Task :: In the entries below, find each line with the string "applicable" and copy it.
-.-.-
PR #2229, opened 2019-10-03
Add a release manager selection process to Releasing.md

johnkord:
This adds a stop-gap process for nominating and selecting a release manager to unblock us for the upcoming release.

I chose 3 days for discussion as a minimum acceptable time period. We could increase that to 7 days (or more) if people wish!

### DIFF
--- a/docs/Releasing.md
+++ b/docs/Releasing.md
@@ -4,15 +4,19 @@ Open Enclave SDK Release Procedures
 This document covers how we handle creating a release. Let's look at it from an
 example:
 
+Selecting a Release Manager
+---------------------------
+
+The Community Governance Committee will select a release manager from one of the
+Committers by submitting a Pull Request that adds a "Release" tag to that
+Committer's "Area" in [Committers.md](Committers.md).
+
 Version Bump
 ------------
 
 > A note on naming: please prepend the `v` for consistency. Tags are `v0.7.0`
 > and branches are `v0.7.x`. We follow [Semantic
 > Versioning](https://semver.org/spec/v2.0.0.html).
-
-We want to release `v0.7.0` in about a week, so we choose a release manager from
-the committers.
 
 The initial announcement of the upcoming release will be a PR by the release
 manager to the `master` branch with the commit to bump the [VERSION


docs/Releasing.md
```diff
@@ -4,16 +4,38 @@ Open Enclave SDK Release Procedures
...
+---------------------------
+
+A committer can be nominated to become the release manager by drafting a pull
+request that sets the "Release" tag to the "Area" of one of the committers in
+[Committers.md](Committers.md). The submitter of that nomination should then
+send a link to that pull request through email to all of the committers for open
+discussion. This discussion & PR should be open for at least 3 days, and people
+can make their votes known in the pull request itself by either approving the
+pull request or requesting changes. If there is any opposition from the
+committers after 3 days, then the Committee Governance Committee should take up
```
andschwa: s/Committee Governance Committee/Community Governance Committee

docs/Releasing.md
```diff
@@ -4,16 +4,38 @@ Open Enclave SDK Release Procedures
...
+this issue as high priority over email and decide whether to accept or reject
```
andschwa: Email? Or the GitHub issue? I really don't want us splintering into yet more tools.

docs/Releasing.md
```diff
@@ -4,16 +4,38 @@ Open Enclave SDK Release Procedures
...
+tag to this committer gets merged to master. Only committers can nominate other
+committers to be the release manager. Only one committer can be tagged with the
+Release tag in [Committers.md](Committers.md).
+
 Version Bump
 ------------
 
+*Note*: The versioning information below is not fully applicable until it can be
+updated. There were a few issues with both Debian and NuGet packages regarding
+the v0.7.x naming scheme. This process will be changing soon. The release branch
```
andschwa: That naming scheme shouldn't ever make it into a package. The `x` explicitly denotes that it's an unreleased branch (i.e. _not_ a version). If a package is being generated, it should go with whatever the current patch is (I guess 0 if there is no v0.7 release) and then potentially iterate with RC suffixes.

andschwa: I personally don't like having a version set in the VERSION file before that version actually exists...but I'm not sure of another way to do this.

docs/Releasing.md
johnkord: Email is a private forum for the committee members to discuss an urgent issue. We could also call for a short-notice CGC meeting, or put it off until the next CGC meeting.

docs/Releasing.md
johnkord: The problem with using `x` will surface if you build a package on the master branch. It simply will not function with NuGet packages. Moreover, 0.7.x is considered a greater version than 0.7.0 for debian packages, and that is arguably even more broken because you won't even be aware that a package is available for upgrade when 0.7.0 is published to an apt repo. It's just not a good versioning scheme.

I proposed a possible different way of structuring the VERSION file in #2204: 

```
Just rebased this branch on master. I think I've addressed all comments in this PR. 
There are a few open comments to welcome discussion. Specifically, the VERSION file and how NuGet handles it is a little awkward.
I think we may wish to redesign the VERSION file to be something like:

OE_MAJOR=0
OE_MINOR=7
OE_PATCH=0
OE_PRERELEASE=alpha
OE_BUILD=1

as per https://semver.org/

Then, we can parse this file to produce a package's version number, depending on the type of package.
Different package formats (RPM, DEB, NuGet, etc) expect different version strings, and this kind of VERSION file makes it easier to parse for translation into a full version string for a given package format.
I'd like to address this in a future design doc.
```

johnkord: We probably don't want to get into the situation where we're updating this version file with every commit, because that produces a lot of commit message churn (and it was very annoying). But at least with this kind of situation we have a prerelease variable we can set to anything we want it to be. In the master branch it could be `dev`, and in the v0.7.x branch we could update that variable for `rc` or something, until its actually released, and then change it to `release` or something.

docs/Releasing.md
```diff
@@ -4,16 +4,38 @@ Open Enclave SDK Release Procedures
...
+send a link to that pull request through email to all of the committers for open
+discussion. This discussion & PR should be open for at least 3 days, and people
+can make their votes known in the pull request itself by either approving the
+pull request or requesting changes. If there is any opposition from the
+committers after 3 days, then the Committee Governance Committee should take up
+this issue as high priority over email and decide whether to accept or reject
+the new release manager based on feedback from the other committers. If there is
+no opposition from the committers after three days, the newly nominated
+committer becomes the release manager and the pull request to add the "Release"
+tag to this committer gets merged to master. Only committers can nominate other
```
BRMcLaren: This implies no self-nomination and if there is a voting process in place for opposition, it might be unnecessary.

johnkord: Ah thank you. Let me remove "other" here :)

docs/Releasing.md
```diff
@@ -4,16 +4,38 @@ Open Enclave SDK Release Procedures
...
+Selecting a Release Manager
+---------------------------
+
+A committer can be nominated to become the release manager by drafting a pull
+request that sets the "Release" tag to the "Area" of one of the committers in
+[Committers.md](Committers.md). The submitter of that nomination should then
+send a link to that pull request through email to all of the committers for open
+discussion. This discussion & PR should be open for at least 3 days, and people
+can make their votes known in the pull request itself by either approving the
+pull request or requesting changes. If there is any opposition from the
```
dthaler: I think there's one bug in the process proposed, which is that it doesn't talk about what happens if there's two proposals.   For example, what happens if there's two different PR's with different candidates, and no one opposes either one, just each has different people voting for them.   I think that's another case where the CGC should take up the issue.

And if there are multiple competing candidates (e.g., candidates from different companies), should the identity of who votes for whom be public or private?   For decisions that affect personnel, there are good arguments for keeping votes private.

I have no objection to the current text as interim process, but I think all of the above considerations need to be taken into account for the non-interim process.

johnkord: Yes, I agree. In the future, we may wish to call for an election among the committers with a deadline to get your votes in, or something along those lines.

johnkord:
Attention: @andschwa @dthaler @achamayou @mikbras @gupta-ak @CodeMonkeyLeet @anakrish
Could you please review this PR and either sign off or request changes? We need this process to be in place for me to merge the release manager assignment PR (which does have plenty of approvals), so I can draft a release branch and move forward with the release manager duties.

Thank you!

johnkord:
I have taken it upon myself to work as the acting-release-manager until this process PR gets merged. Please review when you have time, Committee Members ( @openenclave/committee ) !

docs/Releasing.md
CodeMonkeyLeet: I have a lot of questions as to whether this needs to be documented as a special process:
- Why is the process of selecting a Release Manager not just the standard process of the CGC making that an agenda item with the usual standard criteria for voting? 
    - I see the Release Manager as an operational role that the CGC should decide, not something that all committers elect.
    - As in the case of suggesting new committers, all committers are free to suggest a change in the Release Manager, and it becomes a standard order of business for the CGC to take up and decide on.
        - Is the codification of discussion duration etc. more broadly applicable to how the CGC makes decisions? Or is electing a Release Manager intended to be a higher bar for some reason?

Specifically, the heightened process seems to be an imply that the Release Manager serves some kind of elevated role, which is probably something we do not want to endow to an individual. I expect that a Release Manager is not a gatekeeper, just a coordinator for a release, with triage authority ultimately rooting to a technical steering committee of some kind.

I think it's detrimental to invest in a heavyweight process of electing a Release Manager such that it makes backups or handing off the role difficult. e.g. Release Manager gets run over by a bus the day on a day we announce a CVE and a patch update. I want the role to be sufficiently transferrable that someone can quickly step up, read the doc and get the release back on track.

johnkord: @dthaler @CodeMonkeyLeet I'm good with the idea that the CGC decides on the release manager, instead of calling for a vote of the committers. It really does simplify process, when it's not necessary to complicate it. I will update this document accordingly

johnkord:
I've changed the process here to fall in line with Simon's suggestion, to let the Committee Members select the release manager.

johnkord:
Thanks for the reviews, everyone. Friendly ping to @achamayou @mikbras @anakrish for reviews :)

johnkord:
Thanks everyone!

bors r+

PR #2230, opened 2019-10-03
Set John Kordich as the Release Manager.

johnkord:
This is the PR to nominate making myself (John Kordich) the release manager. It is based on the newly submitted guidelines for selecting a release manager in #2229


andschwa:
Added all committers as reviewers (I think this works?)

johnkord:
@andschwa I tried that too up above when I created this PR! Not sure if it worked or not :)

BRMcLaren:
Just here to say, that the adding Commitee as reviewers thing, did not work from the above attempts :) 

I added OpenEnclave/Committee and it seems to work on my end, as it shows it now?

andschwa:
I think it goes away when somebody from that group approves...GitHub is weird.

johnkord:
Thanks everyone!

bors r+

PR #2238, opened 2019-10-08
Add nuget and hostverify package builds to Packaging.Jenkinsfile.

johnkord:
This PR adds NuGet and hostverify packages to the nightly build.

Tested this in the sandbox for packaging job: https://oe-jenkins.eastus.cloudapp.azure.com/blue/organizations/jenkins/OpenEnclave-Sandbox-Packaging/detail/OpenEnclave-Sandbox-Packaging/8/pipeline

### DIFF
--- a/.jenkins/Packaging.Jenkinsfile
+++ b/.jenkins/Packaging.Jenkinsfile
@@ -14,7 +14,8 @@ def packageUpload(String version, String build_type) {
                            cmake ${WORKSPACE} -DCMAKE_BUILD_TYPE=${build_type} -DCMAKE_INSTALL_PREFIX:PATH='/opt/openenclave' -DCPACK_GENERATOR=DEB
                            make
                            ctest --output-on-failure --timeout ${CTEST_TIMEOUT_SECONDS}
-                           make package
+                           cpack
+                           cpack -D CPACK_DEB_COMPONENT_INSTALL=ON -DCPACK_COMPONENTS_ALL=OEHOSTVERIFY
                            """
                 oe.Run("clang-7", task)
                 azureUpload(storageCredentialId: 'oe_jenkins_storage_account', filesPath: 'build/*.deb', storageType: 'blobstorage', virtualPath: "master/${BUILD_NUMBER}/ubuntu/${version}/${build_type}/SGX1FLC/", containerName: 'oejenkins')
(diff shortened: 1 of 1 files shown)


.jenkins/Packaging.Jenkinsfile
```diff
@@ -14,7 +14,8 @@ def packageUpload(String version, String build_type) {
                            cmake ${WORKSPACE} -DCMAKE_BUILD_TYPE=${build_type} -DCMAKE_INSTALL_PREFIX:PATH='/opt/openenclave' -DCPACK_GENERATOR=DEB
                            make
                            ctest --output-on-failure --timeout ${CTEST_TIMEOUT_SECONDS}
-                           make package
+                           cpack
```
jazzybluesea: Is this function suppose to be for Linux? Maybe it will make it clearer if this function is renamed LinuxUpload?  It would also help if there is a comment for this function describing what it is doing.

.jenkins/Packaging.Jenkinsfile
```diff
@@ -26,17 +27,22 @@ def packageUpload(String version, String build_type) {
 
 def WindowsUpload() {
```
jazzybluesea: Please add a comment for this function.

.jenkins/Packaging.Jenkinsfile
```diff
@@ -14,7 +14,8 @@ def packageUpload(String version, String build_type) {
                            cmake ${WORKSPACE} -DCMAKE_BUILD_TYPE=${build_type} -DCMAKE_INSTALL_PREFIX:PATH='/opt/openenclave' -DCPACK_GENERATOR=DEB
                            make
                            ctest --output-on-failure --timeout ${CTEST_TIMEOUT_SECONDS}
-                           make package
+                           cpack
+                           cpack -D CPACK_DEB_COMPONENT_INSTALL=ON -DCPACK_COMPONENTS_ALL=OEHOSTVERIFY
                            """
                 oe.Run("clang-7", task)
                 azureUpload(storageCredentialId: 'oe_jenkins_storage_account', filesPath: 'build/*.deb', storageType: 'blobstorage', virtualPath: "master/${BUILD_NUMBER}/ubuntu/${version}/${build_type}/SGX1FLC/", containerName: 'oejenkins')
```
jazzybluesea: Why is this package uploaded under SGX1FLC?

.jenkins/Packaging.Jenkinsfile
```diff
@@ -26,17 +27,22 @@ def packageUpload(String version, String build_type) {
 
 def WindowsUpload() {
     stage('Windows Release') {
```
jazzybluesea: How about windows debug version?

.jenkins/Packaging.Jenkinsfile
johnkord: Yes totally agree, thanks @jazzybluesea!

.jenkins/Packaging.Jenkinsfile
johnkord: Technically, the package was built with USE_LIBSGX=ON, so we upload those under SGX1FLC build directories. It's a little confusing, and the USE_LIBSGX flag will probably be changing to something like USE_DCAP in the future, so we'll rename these directories to something like SGX1DCAP, maybe? A lot of the naming is awkward right now.

.jenkins/Packaging.Jenkinsfile
johnkord: Agree, should add!

.jenkins/Packaging.Jenkinsfile
johnkord: For now I will decline to add comments for functions, as we haven't done that for our Jenkinsfiles yet. I think we should add some documentation for all of our CI system test cases, though. I know @radhikaj is working on some documentation for supported platforms & configurations.

johnkord:
Thanks all!
bors r+

PR #2244, opened 2019-10-08
Enable the switchless sample on Windows

jxyang:


jxyang:
bors try

tests/switchless_threads/enc/enc.c
```diff
@@ -70,6 +70,6 @@ OE_SET_ENCLAVE_SGX(
     1,    /* ProductID */
     1,    /* SecurityVersion */
     true, /* AllowDebug */
-    1024, /* HeapPageCount */
-    1024, /* StackPageCount */
+    128,  /* HeapPageCount */
```
radhikaj: @jxyang , why did this need to be changed?

jxyang: This test fails on Windows 2-core machines because it goes beyond the EPC limit (62mb?)

PR #2221, opened 2019-10-01
Replace OCPWin and OCaml with esy

andschwa:
This replaces the CMake-driven OCaml build with [`esy`](https://esy.sh/) and `dune`, which means that our dependencies drop down to just installing `esy` via `npm`, and it builds a native `oeedger8r` executable across all our platforms.

Rough edges:
- [x] It builds in the source tree instead of the build tree, grr.
- [x] We need `npm install -g esy` done to our CI systems.
- [x] Update Ansible scripts.
- [x] Update Windows install script.
- [x] Still need to update the CI containers.
- [x] I need to setup the correct `.gitignore` file and commit the `esy.lock` directory to vendor our dependencies.

Gains: no more OCPWin! Modern OCaml! OCaml packages! Dune build! (And actually, no `npm` requirement on Linux, only on Windows, and only for now.)

PR #2246, opened 2019-10-09
Ansible and PowerShell changes to install esy

andschwa:
This was spun out from #2221 in order to make updating CI easier.


johnkord:
Actually Andy can we hold off on this for a bit? I realized that if we check in the .ps1 changes before the other esy changes to the build, people that use the ps1 for deploying a system will be broken because they won't have the ocpwin binaries.

bors r-

andschwa:
Will probably close this if my other attempt to fix the chicken egg problem works out...

scripts/ansible/roles/linux/openenclave/tasks/validation.yml
```diff
@@ -37,9 +37,9 @@
   register: clang_check_version
   failed_when: clang_check_version.stdout.find(clang_target_version) == -1
 
-- name: Ocaml version check
-  shell: "ocaml -version"
+- name: Esy version check
```
CodeMonkeyLeet: Should this continue to check for `ocaml` since tools/oeedger8r/CMakeLists.txt still calls directly into `ocamlopt` rather than esy? (i.e. is the implication that esy presence will always equate to ocaml presence moving forwards?)

scripts/ansible/oe-windows-acc-setup.yml
```diff
@@ -20,8 +20,8 @@
         seven_zip_hash:      "F00E1588ED54DDF633D8652EB89D0A8F95BD80CCCFC3EED362D81927BEC05AA5"
         vs_buildtools:       "https://oejenkins.blob.core.windows.net/oejenkins/vs_buildtools_2017.exe"
         vs_buildtools_hash:  "6F49872B04A0EAEDF5ED96AB25F7697062D81A419D45D9970E41784F31165BF2"
-        ocaml_url:           "https://oejenkins.blob.core.windows.net/oejenkins/ocpwin64-20160113-4.02.1+ocp1-mingw64.zip"
-        ocaml_hash:          "369F900F7CDA543ABF674520ED6004CC75008E10BEED0D34845E8A42866D0F3A"
+        node_url:            "https://nodejs.org/dist/v10.16.3/node-v10.16.3-x64.msi"
```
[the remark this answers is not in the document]
andschwa: We're tracking that in #2221.

scripts/ansible/roles/linux/openenclave/tasks/validation.yml
andschwa: No, as this is really just part of #2221 and was an attempt to solve a chicken/egg problem with updating dependencies. I am going to close this PR as John and I are working to solve updating the CI machines outside of this.

PR #2248, opened 2019-10-10
Update CMakeSettings.json with NUGET_PACKAGE_PATH

CodeMonkeyLeet:
Commit c3c6dc17 added a requirement to define the `NUGET_PACKAGE_PATH` variable
in CMake for WIN32 builds. This commit updates the CMakeSettings.json file for
Visual Studio users to provide the `NUGET_PACKAGE_PATH` parameter based on the
install path used when running install-windows-prereqs.ps1.

### DIFF
--- a/CMakeSettings.json
+++ b/CMakeSettings.json
@@ -31,7 +31,7 @@
       "inheritEnvironments": [ "msvc_x64_x64" ],
       "buildRoot": "${workspaceRoot}\\build\\x64-Debug",
       "installRoot": "${env.USERPROFILE}\\CMakeBuilds\\${workspaceHash}\\install\\${name}",
-      "cmakeCommandArgs": "-DBUILD_ENCLAVES=1 -DUSE_LIBSGX=1",
+      "cmakeCommandArgs": "-DBUILD_ENCLAVES=ON -DUSE_LIBSGX=ON -DNUGET_PACKAGE_PATH=${workspaceRoot}\\prereqs\\nuget",
       "buildCommandArgs": "-v",
       "ctestCommandArgs": ""
     },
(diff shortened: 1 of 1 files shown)


CMakeSettings.json
```diff
@@ -31,7 +31,7 @@
       "inheritEnvironments": [ "msvc_x64_x64" ],
       "buildRoot": "${workspaceRoot}\\build\\x64-Debug",
       "installRoot": "${env.USERPROFILE}\\CMakeBuilds\\${workspaceHash}\\install\\${name}",
-      "cmakeCommandArgs": "-DBUILD_ENCLAVES=1 -DUSE_LIBSGX=1",
+      "cmakeCommandArgs": "-DBUILD_ENCLAVES=1 -DUSE_LIBSGX=1 -DNUGET_PACKAGE_PATH=${workspaceRoot}\\prereqs\\nuget",
```
johnkord: This presumes the location of those installed nuget packages, which could be anywhere now! I'm okay with this as long as people understand they can change this field in the json file :)

Oh and I just noticed, you might want to change `-DUSE_LIBSGX=1` to `-DUSE_LIBSGX=ON`. It really doesn't matter much I don't think, does it @andschwa ?

jxyang: It's the same thing I think.

CodeMonkeyLeet: @johnkord Yes, the path can point anywhere and it will be explained in the documentation (WindowsSGX1GettingStarted.md/WindowsSGX1FLCGettingStarted.md) when we start documenting the Visual Studio integration use cases. This PR simply fixes the regression in existing behavior, selecting a reasonable default.

CMake [treats a whole bunch of constants as `TRUE`](https://cmake.org/cmake/help/v3.16/command/if.html), so functionally it doesn't matter. If we have a stylistic preference we should probably document it somewhere.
-.-.-
Solved exercise ::
+*Note*: The versioning information below is not fully applicable until it can be
        - Is the codification of discussion duration etc. more broadly applicable to how the CGC makes decisions? Or is electing a Release Manager intended to be a higher bar for some reason?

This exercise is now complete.